In any marriage there are certain Givens. It's a Given that, no matter what time we arrange to go out, my husband will wish to leave ten minutes earlier. It's a Given that, when we go on holiday it will fall to me to pack and, no matter what I put in the suitcase I will leave out the one thing he really wanted to wear. And it's a Given that, if I carry a bag, my husband does not need to. For my bag - a cavernous, practical and hard-wearing tote - is sufficient for all his needs. "What's mine is yours," he says cheerfully, dumping book, phone and camera in its rich depths, "and what's mine fits so well in your bag!" 

The size of the bag doesn't appear to matter. A wedding-sized clutch is appropriate for his phone and Golden Virginia (the tiny brown tendrils remaining stuck in the seams for weeks afterwards like obstinate pubic hairs around a plughole); a coin purse is sufficient for a packet of Rennies and his keys. He marvels at the practicality of the numerous pockets in my various bags, noting that the designer must have had his particular make of phone in mind when they added a side pocket, and understood his precise need for a handy repository for the bottle of wine we're taking to a friend's for dinner when he needs his hands freed up to roll a fag (all accessories for which are stored in the top zipped pocket). 

My husband likes to affectionately tease me for the size and quantity of the bags I own, but has yet to fully realise the reason behind both - that if he himself carried a bag I would need only a pocket.

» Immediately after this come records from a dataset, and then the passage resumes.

PR #1022, opened 2022-10-31
Move MojoExecutions to the ProjectFacade

laeubi:
MojoExecutions are actually a concern of the project facade and require the execution in the project context than in the global context.

### DIFF
--- a/org.eclipse.m2e.core/src/org/eclipse/m2e/core/internal/project/registry/ProjectRegistryManager.java
+++ b/org.eclipse.m2e.core/src/org/eclipse/m2e/core/internal/project/registry/ProjectRegistryManager.java
@@ -70,6 +70,8 @@ import org.eclipse.core.runtime.jobs.ISchedulingRule;
 import org.eclipse.core.runtime.jobs.Job;
 import org.eclipse.osgi.util.NLS;
 
+import org.codehaus.plexus.PlexusContainer;
+
 import org.apache.maven.artifact.repository.MavenArtifactRepository;
 import org.apache.maven.execution.DefaultMavenExecutionResult;
 import org.apache.maven.execution.MavenExecutionRequest;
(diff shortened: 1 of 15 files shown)


HannesWell:
With all the changes I wonder what will be eventually left for the `IMaven` interface? Only context free tasks?
But if one is pedantic, actually nothing much is left. 
For example the results of the `resolve()`, `isUnavailable()` and even `getSettings()` or `getArtifactRepositories()` or alike can vary with if we finally support `maven.config` (PR #852) files and one has the `--settings` argument or `-Dmaven.repo.local=<path to alternate local repo>` specified in the `maven.config`.

And we should improve the documentation of the new methods.

Furthermore it looks like the new PDE-connector tests are very valuable. 😅

laeubi:
> With all the changes I wonder what will be eventually left for the `IMaven` interface?

At best we can delete it completely :-)

> Furthermore it looks like the new PDE-connector tests are very valuable. sweat_smile

At least I was able to break them all :-D

HannesWell:
> > With all the changes I wonder what will be eventually left for the `IMaven` interface?
> 
> At best we can delete it completely :-)
> 
I have more and more the impression that eventually this will be the result, if we really want to be fully .mvn-folder aware. 


> > Furthermore it looks like the new PDE-connector tests are very valuable. sweat_smile
> 
> At least I was able to break them all :-D

And it is good to have some thing that notices your breaking changes :P

org.eclipse.m2e.core/src/org/eclipse/m2e/core/internal/project/registry/ProjectRegistryManager.java
```diff
@@ -740,56 +739,66 @@ private Map<IFile, MavenProjectFacade> readMavenProjectFacades(Collection<IFile>
...
+      Map<PlexusContainer, List<IFile>> pomFiles = mapToContainer(entry.getValue());
+      SubMonitor containerMonitor = subMonitor.split(pomFiles.size());
+      containerMonitor.setWorkRemaining(pomFiles.size());
+      for(var containerEntry : pomFiles.entrySet()) {
+        List<IFile> fileList = containerEntry.getValue();
+        MavenExecutionContext context = new MavenExecutionContext(containerEntry.getKey(), null);
+        configureExecutionRequest(context.getExecutionRequest(), state, fileList.size() == 1 ? fileList.get(0) : null,
+            resolverConfiguration);
+
+        result.putAll(context.execute((ctx, mon) -> {
```
HannesWell, line 751: Looks like you forgot to set the execution result into the 'result' map.
Lets see if that fixes the tests.

laeubi:
@HannesWell thanks, seems it was too late for coding yesterday... but it seems GH is fine now and Jenkins has a testfailure that seems a bit strange, maybe a race condition?

laeubi:
I now cleaned up the last reference and then we should hopefully be back to a usable state!

HannesWell:
> I now fixed the NPEs but still test fails on Jenkins.... I'll disable the test for now.

I wonder if something is still not done right if the NPE only shows up with this change and never happened before?


To recap the API changes done with this PR:
- Added:
  - `IMavenExecutionContext.of(File)`
  - `IMavenProjectFacade.calculateExecutionPlan()`
  - `IMavenProjectFacade.setupExecutionPlan()`
- Deprecated:
  - IMaven.calculateExecutionPlan() (replaced by `IMavenProjectFacade.calculateExecutionPlan()` and `IMavenProjectFacade.setupExecutionPlan()`)
  - `IMaven.setupMojoExecution()` - no replacement (internal use only)
  - `IMaven.readMavenProject()` - no replacement yet (if there is a need m2e should be contacted)
  - `IMaven.readMavenProjects()` - no replacement yet (if there is a need m2e should be contacted)

Given that we have to make M2E more context/ .mvn folder aware all those changes are reasonable for me and they even make the API better because the new methods have less arguments and especially no boolean flags.
Nevertheless maybe @mickaelistria want's to assess them as well?

laeubi:
> I wonder if something is still not done right if the NPE only shows up with this change and never happened before?

I have no clue I only saw this in the Jenkins CI log... local build is fine, and GH actions as well so I'm kind of lost. Also the called API states it will never return null... but there are some places where it is checked for null ...

PR #1024, opened 2022-11-01
Clean up and improve o.e.m2e.core internals

HannesWell:
Various clean ups, simplifications and some (expected) performance improvements in `MutableProjectRegistry`.
@laeubi or @mickaelistria do you want to review this?

### DIFF
--- a/org.eclipse.m2e.core/src/org/eclipse/m2e/core/internal/project/registry/BasicProjectRegistry.java
+++ b/org.eclipse.m2e.core/src/org/eclipse/m2e/core/internal/project/registry/BasicProjectRegistry.java
@@ -94,18 +94,17 @@ abstract class BasicProjectRegistry implements Serializable {
    */
   @SuppressWarnings({"unchecked", "rawtypes"})
   private static void copy(Map from, Map to) {
-    for(Map.Entry entry : (Set<Map.Entry>) from.entrySet()) {
-      Object value = entry.getValue();
+    from.forEach((key, value) -> {
       if(value instanceof Map mapValue) {
         Map map = new LinkedHashMap();
         copy(mapValue, map);
+        to.put(key, map);
         value = map;
       } else if(value instanceof Set setValue) {
-        Set set = new LinkedHashSet(setValue);
-        value = set;
+        value = new LinkedHashSet(setValue);
       }
-      to.put(entry.getKey(), value);
-    }
+      to.put(key, value);
+    });
   }
 
   public MavenProjectFacade getProjectFacade(IFile pom) {
@@ -148,13 +147,7 @@ abstract class BasicProjectRegistry implements Serializable {
   }
 
   public boolean isValid() {
-    return workspaceArtifacts != null //
-        && workspacePoms != null //
-        && workspacePomFiles != null //
-        && requiredCapabilities != null //
-        && projectCapabilities != null //
-        && projectRequirements != null //
-        && areFacadesValid();
+    return areFacadesValid();
   }
 
   private boolean areFacadesValid() {
--- a/org.eclipse.m2e.core/src/org/eclipse/m2e/core/internal/project/registry/MavenCapability.java
+++ b/org.eclipse.m2e.core/src/org/eclipse/m2e/core/internal/project/registry/MavenCapability.java
@@ -1,5 +1,5 @@
 /*******************************************************************************
- * Copyright (c) 2008-2010 Sonatype, Inc.
+ * Copyright (c) 2008-2022 Sonatype, Inc.
  * All rights reserved. This program and the accompanying materials
  * are made available under the terms of the Eclipse Public License 2.0
  * which accompanies this distribution, and is available at
@@ -53,7 +53,7 @@ public class MavenCapability extends Capability {
 
   @Override
   public String toString() {
-    return getVersionlessKey().toString() + "/" + version; //$NON-NLS-1$
+    return getVersionlessKey() + "/" + version; //$NON-NLS-1$
   }
 
   @Override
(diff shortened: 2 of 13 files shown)


org.eclipse.m2e.core/src/org/eclipse/m2e/core/internal/builder/MavenBuilderImpl.java
```diff
@@ -113,9 +113,8 @@ public Set<IProject> build(MavenSession session, IMavenProjectFacade projectFaca
     Map<Throwable, MojoExecutionKey> buildErrors = new LinkedHashMap<>();
     MavenProjectMutableState snapshot = MavenProjectMutableState.takeSnapshot(mavenProject);
     try {
-      for(Entry<MojoExecutionKey, List<AbstractBuildParticipant>> entry : participants.entrySet()) {
-        MojoExecutionKey mojoExecutionKey = entry.getKey();
-        for(InternalBuildParticipant participant : entry.getValue()) {
+      participants.forEach((mojoExecutionKey, executionParticipants) -> {
```
laeubi, line 116: I don't seeing any improvement using foreach with lamda over explicit loop beside its harder to read, harder to debug and produces additional runtime cost.

org.eclipse.m2e.core/src/org/eclipse/m2e/core/internal/project/registry/BasicProjectRegistry.java
```diff
@@ -94,18 +94,16 @@ protected final void replaceWith(BasicProjectRegistry other) {
    */
   @SuppressWarnings({"unchecked", "rawtypes"})
   private static void copy(Map from, Map to) {
-    for(Map.Entry entry : (Set<Map.Entry>) from.entrySet()) {
-      Object value = entry.getValue();
+    from.forEach((key, value) -> {
```
laeubi, line 97: I don't no what this method does but the lamda do not make it more clear I think... should it be some kind of deepcopy of a map?

org.eclipse.m2e.core/src/org/eclipse/m2e/core/internal/project/registry/MavenCapability.java
```diff
@@ -85,13 +85,7 @@ public static MavenCapability createMavenParent(ArtifactKey key) {
...
 
   static String getId(ArtifactKey key) {
-    StringBuilder sb = new StringBuilder();
-    sb.append(key.groupId());
-    sb.append(':').append(key.artifactId());
-    if(key.classifier() != null) {
-      sb.append(':').append(key.classifier());
-    }
-    return sb.toString();
+    return key.groupId() + ":" + key.artifactId() + (key.classifier() != null ? ":" + key.classifier() : "");
```
laeubi, line 88: I find this hard to read to have concatenation and trigraph mixed in one expression. Objects.RequireNonNullOrElse might be more expressive.

org.eclipse.m2e.core/src/org/eclipse/m2e/core/internal/project/registry/MavenProjectFacade.java
```diff
@@ -634,7 +597,7 @@ public IMavenExecutionContext createExecutionContext() {
       }
       return new MavenExecutionContext(PlexusContainerManager.wrap(container, mavenProject.getClassRealm()), this);
     } catch(Exception ex) {
-      throw new RuntimeException("Aquire container failed!", ex);
+      throw new IllegalStateException("Aquire container failed!", ex);
```
laeubi, line 600: Why is this an illegal state?

laeubi (commented):
Just some quick remarks.

org.eclipse.m2e.core/src/org/eclipse/m2e/core/internal/project/registry/MavenProjectFacade.java
HannesWell: Sonar-lint complained that one should use a more specific exception than `RuntimeException`.
Since if the container creation failed, I would say that the facade is in an illegal state. Therefore IMHO `IllegalStateException` is most suitable of the existing RuntimeExceptions.

But I can revert that if that is only my opinion.

org.eclipse.m2e.core/src/org/eclipse/m2e/core/internal/project/registry/BasicProjectRegistry.java
HannesWell: > I don't no what this method does but the lamda do not make it more clear I think... should it be some kind of deepcopy of a map?

I have no details about that either, but yes I think that is a deep copy of Maps/Sets that does not copy the elements itself.
But personally I think the forEach makes it more clear, because no casting and key/value getting is necessary, if one knows/is used to that method.

org.eclipse.m2e.core/src/org/eclipse/m2e/core/internal/project/registry/MavenProjectFacade.java
laeubi: Don't trust sonar lint... that's just useless to invent new exceptions (or use unrelated ones) that are not used just to make tools happy. Actually we once had an (checked) exception but @mickaelistria has explicitly changed that because we mostly never would be able to react than throwing an error.

 Whatever makes the container failing its not because of an illegal state (what would be for example accessing a method after an object was disposed) but either an bug in eclipse or a wrong pom configuration or whatever.

HannesWell: > Don't trust sonar lint... 

In general I wouldn't say that because often the complaints/suggestions are valid and I even learned some things from that. Nevertheless they are not always right, so one should probably see that more as a suggestion than as mandatory and of course nobody is forced to follow that.

I'll revert that.

org.eclipse.m2e.core/src/org/eclipse/m2e/core/internal/builder/MavenBuilderImpl.java
HannesWell: Reverted it here.

PR #1027, opened 2022-11-02
Adjust MavenExecutionContext to be more well-defined

laeubi:
Currently we do some computations regarding the basedir in MavenExecutionContext that later influences the session created, but actually this should be the concern of the creator to decide if and what basedir has to be used, e.g. even if there is currently no project a basedir might still be known.

This changes the MavenExecutionContext to accept a basedir on construction time and changes the ImavenFacade to a more generic supplier.

FYI @HannesWell that should fix the obstacles you see regarding basedir/multiProjectBasedir

### DIFF
--- a/org.eclipse.m2e.core/src/org/eclipse/m2e/core/internal/embedder/MavenExecutionContext.java
+++ b/org.eclipse.m2e.core/src/org/eclipse/m2e/core/internal/embedder/MavenExecutionContext.java
@@ -24,13 +24,14 @@ import java.util.HashMap;
 import java.util.LinkedHashSet;
 import java.util.List;
 import java.util.Map;
+import java.util.Objects;
 import java.util.Properties;
 import java.util.Set;
+import java.util.function.Function;
 
 import org.eclipse.aether.ConfigurationProperties;
 import org.eclipse.aether.DefaultRepositorySystemSession;
 import org.eclipse.aether.transfer.TransferListener;
-import org.eclipse.core.resources.IFile;
 import org.eclipse.core.runtime.CoreException;
 import org.eclipse.core.runtime.IProgressMonitor;
 import org.eclipse.core.runtime.NullProgressMonitor;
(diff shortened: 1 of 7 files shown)


mickaelistria (approved):
Allowing MavenExecutionContext to work with plain directory instead of IMavenProjectFacade is going to allow m2e features to work on pom files and folders that do not have m2e nature; this is very welcome.

org.eclipse.m2e.core/src/org/eclipse/m2e/core/internal/embedder/MavenExecutionContext.java
```diff
@@ -92,29 +92,30 @@ public class MavenExecutionContext implements IMavenExecutionContext {
...
+   * @param lookup the lookup that is used to query for components, this lookup must support to lookup at least a
+   *          {@link PlexusContainer} for session setup
+   * @param baseDir the basedir of the execution, this is effectively the folder where one normally would execute the
+   *          maven command, also often refereed to as the working directory of the process. If it is <code>null</code>
+   *          we assume an anonymous execution, some feature might not work in such a context.
+   * @param projectSupplier if an execution is started without an explicit project and the projectSupplier is not
+   *          <code>null</code> it is queried to supply the MavenProject used for session setup.
+   */
+  public MavenExecutionContext(IComponentLookup lookup, File baseDir,
+      Function<? super MavenExecutionContext, MavenProject> projectSupplier) {
```
HannesWell, line 115: Is there a reason that `projectSupplier` is a Function and not a real supplier or simply passing the `MavenProject` directly?
Because the only caller that does not pass null, just passes a function that always returns the same project.
So I wonder if the last argument could just be a MavenProject?
Or is this required for some later work?

HannesWell (commented):
Thank you Christoph.
The change looks good. I tought about something similar in this direction as well, but didn't want to change that much in #852.

HannesWell:
And since there are many callers that pass null as last argument, a second two-argument constructor for `MavenExecutionContext` that delegates to the three-arg one could also be considered.

PR #1033, opened 2022-11-02
Clear reference to the ProjectBuildingRequest after loading the project

laeubi:
Currently a MavenProject holds a reference to the ProjectBuildingRequest (which is big) and thus retains the object in memory as long as the MavenProject is in memory.

The method itself is deprecated in maven and explained as

"This is an utility method that is meant to assist integrators of Maven, it must not be used by Maven plugins."

As m2e do not used this method it seems valid to clear the reference always to conserve space.

FYI @mickaelistria lets see if this breaks anything ...


mickaelistria:
It doesn't seem bad to remove it; but I'm not sure we'll save that much.
Also, you may want to remove it from the whole parency chain.

org.eclipse.m2e.core/src/org/eclipse/m2e/core/internal/project/registry/ProjectRegistryManager.java
```diff
@@ -974,13 +974,6 @@ MutableProjectRegistry newMutableProjectRegistry() {
    *           been created
    */
   void applyMutableProjectRegistry(MutableProjectRegistry newState, IProgressMonitor monitor) throws CoreException {
-    // don't cache maven sessions
-    for(MavenProjectFacade facade : newState.getProjects()) {
```
HannesWell, line 978: I wonder if it is a problem if this is not done anymore?
Or is it irrelevant because clearProjectBuildingRequest() is called in the IMavenToolbox?

laeubi:
I used the Apache camel as a test project and raised the cache size to 1000 this results in 2481 items (so it seems the cache is not really cleared) and a retained size of 4.5 MB...

org.eclipse.m2e.core/src/org/eclipse/m2e/core/internal/project/registry/ProjectRegistryManager.java
laeubi: Yes IMavenToolbox clears the reference now always.

laeubi:
Alright, clearing out the parent reference as well made things much better. I see MavenProject Size of max 4MB per instance but still more instance than cache size are kept around.

laeubi:
I poked around a bit and I think the problem is that items are not deduplicated....For example there 2 **Million (!)** `Dependency` instance (**using 720 MB** alone!) and even if maven tend to pull in much, this seems a bit too much even for a large project like camel.

The other what I currently can not proof is, that I have the feeling that parent projects are not deduplicated, so lets say we have 100 projects and each has 1 parent that reference another parent we might end up with 300 items in the cache! e.g I see 1018 project facades (what also seem to much!) but 3182 MavenProject instance!

laeubi:
There are 798.535 String instance of `org.apache.camel` :-O

laeubi:
If there are no objections I think we can merge this already, I'll then propose more improvement in separate PRs.

laeubi:
Just a summary of my duplicate analysis with the came project:

- There are 1147 items in the cache.. searching for duplicates...
- There are 574 unique facades in the cache (according to GAV)
- There are 575 unique projects in the cache (according to GAV) and a total of 3606

so it seems there are actually **each facade two times** in the cache, and about **six times duplicated Maven models** (according to GAV) ...

org.eclipse.m2e.core/src/org/eclipse/m2e/core/internal/embedder/MavenImpl.java
```diff
@@ -484,15 +484,10 @@ public Map<File, MavenExecutionResult> readMavenProjects(Collection<File> pomFil
     return result;
   }
 
-  /**
-   * Makes MavenProject instances returned by #readProject methods suitable for caching and reuse with other
-   * MavenSession instances.<br/>
-   * Do note that MavenProject.getParentProject() cannot be used for detached MavenProject instances. Use
-   * #resolveParentProject to resolve parent project instance.
-   */
+  @Deprecated
```
HannesWell, line 487: The deprecation annotation should have the for removal flag set and java-doc should be added that this method is not necessary anymore and one can safely cache all projects (but should somebody do that?).

HannesWell:
> 
> The other what I currently can not proof is, that I have the feeling that parent projects are not deduplicated, so lets say we have 100 projects and each has 1 parent that reference another parent we might end up with 300 items in the cache! e.g I see 1018 project facades (what also seem to much!) but 3182 MavenProject instance!

Wouldn't a per parent+project level caching as suggested by Mickael in https://github.com/eclipse-m2e/m2e-core/discussions/1032#discussioncomment-4039939 help in that regard?



> There are 798.535 String instance of `org.apache.camel` :-O

That's a lot. `String.intern()` could help here. The question is, why so many different instances are created? I would have expected that they are created on model read and then just passed around? Or are parts of Maven happily constructing and deconstructing keys like `groupId:artifactId`?

Would could help without any code change would be passing `-XX:+UseStringDeduplication` to the JVM. Can you try if this helps? Altough it does not reduce the String instances but the underlying byte-arrays.

org.eclipse.m2e.core/src/org/eclipse/m2e/core/internal/embedder/MavenImpl.java
laeubi: It is already in the interface, Eclipse just complained that if its deprecated in the interface it should be deprecated in the impl...

laeubi:
> Would could help without any code change would be passing `-XX:+UseStringDeduplication` to the JVM.

The problem is that we then need to add this to the Eclipse EPPs (don't know if this option has any drawbacks) but I'll try that to gather some statistics.

mickaelistria:
> The other what I currently can not proof is, that I have the feeling that parent projects are not deduplicated, so lets say we have 100 projects and each has 1 parent that reference another parent we might end up with 300 items in the cache! e.g I see 1018 project facades (what also seem to much!) but 3182 MavenProject instance!

That is exactly one of the thing I had explained in https://github.com/eclipse-m2e/m2e-core/discussions/1032#discussioncomment-4039939 .

HannesWell:
> > Would could help without any code change would be passing `-XX:+UseStringDeduplication` to the JVM.
> 
> The problem is that we then need to add this to the Eclipse EPPs (don't know if this option has any drawbacks) but I'll try that to gather some statistics.

That's right. But I also considered this as an option for https://github.com/eclipse-equinox/equinox/pull/33, but haven't tried it yet. Nevertheless it would be interesting to know if there is a significant improvement with that.

PR #216, opened 2021-06-05
One way sync for jpms args from maven compiler args to .classpath file

treilhes:
This commit :

- get the maven-compiler-plugin compiler arguments if any
- use regex to parse them and extract jpms arguments (--add-exports,--add-opens,--add-reads,--patch-module)
- dispatch the arguments in the right container (if the target module is part of JRE then in JreContainer else in M2eContainer)
- transform them into classpath attribute (add-exports, add-opens, add-reads, patch-module)

+ 1 junit test

Issue #129, opened 2021-03-30
Bug 543631 - Eclipse - Maven - JPMS (m2e ignores compilerArgs in pom.xml)


LAlves91:
Originally reported by Imanuel Rohlfing at [bug.eclipse.org](https://bugs.eclipse.org/bugs/show_bug.cgi?id=543631). There's also a [Stack Overflow](https://stackoverflow.com/questions/55917386/eclipse-maven-compiler-not-supporting-compiler-plugin-compilerargs) discussion on the subject.

> Currently im migrating legacy-projects from java 8 to java 11. There are some issues using vm args like add-modules, add-> > > exports and add-opens:
> 
> Some base informations:
> - eclipse 2018-12 for Java developers 
> - buildin maven (3.5.3)
> - java 11 (open-jdk-hotspot_11.0.1_13-windows-x64)
> 
> Within the pom im adding modules and exports:
> ```
> <plugin>
> 	<groupId>org.apache.maven.plugins</groupId>
> 	<artifactId>maven-compiler-plugin</artifactId>
> 	<version>${compiler.plugin.version}</version>
> 	<configuration>
> 		<source>11</source>
> 		<target>11</target>
> 		<compilerArgs>
> 			<arg>--add-modules=java.desktop</arg>
> 			<arg>--add-exports=java.desktop/com.sun.java.swing.plaf.motif=ALL-UNNAMED</arg>
> 		</compilerArgs>
> 	</configuration>
> </plugin>
> ```
> Thats working fine. Using maven to compile the project ends with success. 
> But eclipse shows problems (the type xxx is not accessable). 
> 
> To avoid these problems i can modify the project configurtaion: 
> Java Build Path -> Libraries -> JRE System Library [JavaSE-11] -> Is modular -> Edit
> 
> BUT: m2e is controlling the project settings. maven update command removes the changes in the project settings every time.

In the project I work on, we've managed to find a temporary fix by adding the modules we need at the project's configuration (or by adding them in our .classpath file). It stays functional **as long as we don't forget to turn off the option 'Update project configuration from pom.xml' when running 'Maven > Update project...'**.

leerho:
This bug has been open for 3 years now.  I thought this was going to be fixed in 4.22, (2021-12) but the problem is still there. In fact, it not only impacts compiler JPMS args specified with the compiler plugin, it also impacts JPMS args specified in the surefire plugin.

This bug severely impacts smooth migration from Java 8 to Java 9+.

[...]

PR #1034, opened 2022-11-03
Support sync compilerArgs with delimiter

CsCherrYY:
Signed-off-by: Shi Chen <chenshi@microsoft.com>

related to #129 

sync for jpms args has been supported in https://github.com/eclipse-m2e/m2e-core/pull/216, but there is still one way to pass arguments to compilerArgs with `=` as the delimiter between the argument type and argument value, e.g., `<arg>--add-exports=javafx.graphics/com.sun.javafx.geometry=somemodule</arg>`. If you directly run `java` in the command line, you can find the following description at the end of the help description:
```
To specify an argument for a long option, you can use --<name>=<value> or
--<name> <value>.
```

which indicates both of the two styles are supported. but currently argument within `=` can be correctly recognized by maven compiler but m2e can't pass them to the classpath entry attribute. This PR will fix it.

### DIFF
--- a/org.eclipse.m2e.jdt/src/org/eclipse/m2e/jdt/internal/ModuleSupport.java
+++ b/org.eclipse.m2e.jdt/src/org/eclipse/m2e/jdt/internal/ModuleSupport.java
@@ -522,7 +522,17 @@ public class ModuleSupport {
             continue;
           }
 
-          String value = it.next();
+          String value = null;
+          if(argType.getArgumentName().equalsIgnoreCase(argumentName)) {
+            // full argument match
+            value = it.next();
+          } else {
+            // argument with delimiter match
+            String argumentWithDelimiter = argType.getArgumentName().toLowerCase() + JpmsArgType.argumentDelimiter;
+            if(argumentName.toLowerCase().startsWith(argumentWithDelimiter)) {
+              value = argumentName.substring(argumentWithDelimiter.length());
+            }
+          }
           JpmsArgValue argValue = argType.parse(value);
 
           if(argValue == null) {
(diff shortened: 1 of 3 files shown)


laeubi (approved):
Looks good, thanks for improving JPMS support!

org.eclipse.m2e.jdt/src/org/eclipse/m2e/jdt/internal/ModuleSupport.java
```diff
@@ -682,14 +698,27 @@ public List<JpmsArgValue> getFromArgs(JpmsArgs args) {
...
 
-      return result.get();
+      // try to match argument with delimiter
+      result = Arrays.stream(JpmsArgType.values())
+          .filter(at -> argumentName.toLowerCase().startsWith(at.getArgumentName().toLowerCase() + argumentDelimiter))
+          .findFirst();
+
+      if(!result.isEmpty()) {
+        return result.get();
+      }
```
mickaelistria, line 719:
```suggestion
      return result.or(() -> Arrays.stream(JpmsArgType.values())
          .filter(at -> argumentName.toLowerCase().startsWith(at.getArgumentName().toLowerCase() + argumentDelimiter))
          .findFirst()).orElse(null);
```

CsCherrYY: let me create a new PR to refactor it.

mickaelistria: No need to if you're busy with other things; it's more food for thoughts than an actual requirement or request.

I travel light, doubling up a phone as a diary, watch and mirror; stuffing debit and oyster card in the back pocket of my jeans.
So, whilst it's a Given that my bag will, at any time, be stretched to near breaking point under the weight of wallet, keys, medicines, fags, additional clothing, reading material, Satnav and camera, it’s also a fact that the only possession of mine competing for space will be a solitary lipstick or occasional tampon. And whilst we're sat waiting, ahead of schedule at the airport, and I'm pondering which favourite shirt I didn't pack in the last few seconds before I was hurried out of the door, I also know that it’s a Given that, if I see a nice roomy handbag in the duty free shop, my husband will retrieve his wallet from a handy tobacco-infested pocket, and with a wry but indulgent smile, buy me another receptacle within which he can store his belongings. After all, a girl can never have enough handbags - even if she has nothing to put in them.